For each line below that contains the string "func", copy that line.

⁂

PR #287, opened 2023-01-17
NFV-22886: add cloudInitFile field for device creation request and use new file upload API to upload the file

rling-equinix:
In Dec release, we onboarded Aviatrix as our new vendor. It requires the customer to upload cloud init file and do some basic file processing from the file. Hence, new file upload API is introduced to handle such file processing and this new file type. Also, in the device creation flow, new field cloudInitFileId is introduced for the given file. Noted that this new file API can also handle other file type. The processType field is used to identify different file types. More details can be found in the public API documentation.

This PR allows customer to upload such cloud init file through cloud_init_file field in terraform script. It supports both single and HA device request. README file has been updated accordingly to reflect the changes. Two new device type (C8KV router and Aviatrix) scripts have been provided as well for reference. 

Besides, since we no longer support Equinix managed device any more and encourage customers to use BYOL license mode, the default value for self-managed and byol field has been changed to be both true. 

reference: [NE API Documentation](https://developer.equinix.com/docs?page=/dev-docs/ne/overview)


docs/resources/equinix_network_device.md
```diff
@@ -102,6 +104,61 @@ resource "equinix_network_device" "panw-cluster" {
...
+  type_code       = "AVIATRIX_EDGE"
+  self_managed    = true
+  byol            = true
+  package_code    = "STD"
+  notifications   = ["john@equinix.com"]
+  term_length     = 6
+  account_number  = data.equinix_network_account.sv.number
+  version         = "6.9"
+  core_count      = 2
+  cloud_init_file = "cloudInitFileFolder/AVX-cloud-init-file.txt"
```
ctreatma, line 126: Rather than taking a `cloud_init_file` parameter that contains the path to a local file, we could take a `cloud_init` parameter that has the contents of the cloud-init. Expecting that value means that a user can load the contents from a file on disk _or_ use a template to generate the cloud-init contents.  For example:
```hcl
resource "equinix_network_device" "aviatrix-with-cloudinit-from-file" {
   # ... other resource properties
   cloud_init = file("cloudInitFileFolder/AVX-cloud-init-file.txt")
}

resource "equinix_network_device" "aviatrix-with-cloudinit-from-template" {
   # ... other resource properties
   cloud_init = templatefile("cloud-init-file.tpl", {
      my_template_variable = "some_value"
   })
}
```

equinix/resource_network_device.go
```diff
@@ -1508,6 +1553,28 @@ func uploadDeviceLicenseFile(openFunc openFile, uploadFunc uploadLicenseFile, ty
 	return nil
 }
 
+func uploadDeviceCloudInitFile(openFunc openFile, uploadFunc uploadFile, typeCode string, device *ne.Device) error {
+	if device == nil || ne.StringValue(device.CloudInitFile) == "" {
```
ctreatma, line 1557: Taking the cloud-init contents as a parameter, instead of the file name, would enable us to remove this file-loading code.

equinix/resource_network_device.go
```diff
@@ -298,7 +302,7 @@ func createNetworkDeviceSchema() map[string]*schema.Schema {
 		neDeviceSchemaNames["IsBYOL"]: {
 			Type:        schema.TypeBool,
 			Optional:    true,
-			Default:     false,
+			Default:     true,
```
ctreatma, line 305: Are customers currently using this resource?  I'm a bit concerned about changing this default, especially since this attribute is `ForceNew`, so if a customer fails to notice the change, they could accidentally delete something.

ctreatma (changes requested):

equinix/resource_network_device.go
rling-equinix: Yes, they are using the resource to create the device. Since we will publish a new version for terraform provider with the new change, the customer should know this change of the default value. Like I mentioned in the description of the PR, for all the current supporting vendors, we no longer offer the Equinix managed option, same for this license mode, BYOL will be the major one (Only limited device types would have subscription option). It would be good to change the default value to be self configured and BYOL. If they specify the field in their script, they should not see any changes. If not, terraform would at least prompt the changes to warn the customer. 

If a customer uses the previous version of terraform provider to provision the device, are they allowed to upgrade the provider version to manage the existing deployment? This is the only situation that will cause the problem you mentioned above. Wish to hear more advice for the scenario.

docs/resources/equinix_network_device.md
rling-equinix: Hi @ctreatma, your idea is good here. You are trying to provide a general way to allow the customer dynamically change the file content and upload it through the template. However, in this use case, we don't allow the customer to change the file contents. Those cloud init files will be downloaded directly from vendor and the customer only needs to upload the file. No changes are required and allowed here for such file uploading. I am trying to do it in the same way as we are doing for uploading the license file. 
Also, the cloud init file cannot be shared across different devices and vendors. Such template behavior is currently offered through vendor now. The customers go to the vendor site, provide some configs and then download the file directly from them. Then they come back to our platform and upload the exact file they got from vendor.

equinix/resource_network_device.go
ctreatma: It is possible for a customer to automatically pull in the new provider version for an existing deployment; it depends on how they have set up their [provider version constraints](https://developer.hashicorp.com/terraform/language/providers/requirements#version-constraints).  We may be able to reduce the likelihood of a customer automatically pulling in this default value change by bumping the major version instead of the minor, but since the terraform provider encompasses multiple resources across multiple services, we may not want to do a major version bump in order to change a single default value.

docs/resources/equinix_network_device.md
displague: It sounds like we're missing datasources and resources to reflect NE file management APIs:
* https://github.com/equinix/ne-go/blob/495d265a2b23c8cc255cfc6205c3cadb8785d87f/rest_file.go#L17-L20
* https://github.com/equinix/ne-go/blob/826e3e4c3868a58e09ce291ee28e991f6af1040b/rest_licensefile.go#L10-L13
(Interestingly, the "/file" endpoint seems from this code to support a 'type:licence', perhaps this endpoint alone could be used?)

With that pattern, a user might approach this as such:

```hcl
variable "filename" { default = "cloudInitFileFolder/AVX-cloud-init-file.txt" }

resource "equinix_network_device_file" "aviatrix-with-cloudinit" {
   filename = var.filename
   cloud_init = file(var.filename)
   process_type = "CLOUD_INIT"
   # metro_code
   # device_type_code
   # license_type
   # device_management_type
}

resource "equinix_network_device" "aviatrix-with-cloudinit-from-file" {
   # ... other resource properties
   cloud_init = equinix_network_device_file.aviatrix-with-cloudinit.filename
}
```

I have reservations about direct local file management within the Terraform provider, although I can't locate documentation to substantiate that.  Possible concerns are around error handling, file permissions, and the availability of the files in shared environments. I can subside those concerns with awareness of complimentary patterns including Hashicorp's own `local` file provider (https://github.com/hashicorp/terraform-provider-local/blob/main/internal/provider/data_source_local_file.go#L55-L89, https://registry.terraform.io/providers/hashicorp/local/latest/docs/resources/file) and provider config properties that reference local configuration files for keys and certificates. There may also be existing patterns in the NE TF resources that establish this practice (especially around license files).

As we consider adding yet another file reference parameter, I do wonder if we could make space for file management resources in the future, perhaps by including `_filename` in a property that will utilize the /ne/v1/files reference and omitting that suffix (or using an alternative suffix) for a property that includes local file handling.  As @ctreatma expressed, I would have expected this resource to accept direct file contents with no correlation to local filenames.  I can certainly see us deprecating the indirect file uploads in the future and asking users to adopt a pattern like the one shown above.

⁂

== EXERCISE SOLUTION ==
@@ -1508,6 +1553,28 @@ func uploadDeviceLicenseFile(openFunc openFile, uploadFunc uploadLicenseFile, ty
+func uploadDeviceCloudInitFile(openFunc openFile, uploadFunc uploadFile, typeCode string, device *ne.Device) error {
@@ -298,7 +302,7 @@ func createNetworkDeviceSchema() map[string]*schema.Schema {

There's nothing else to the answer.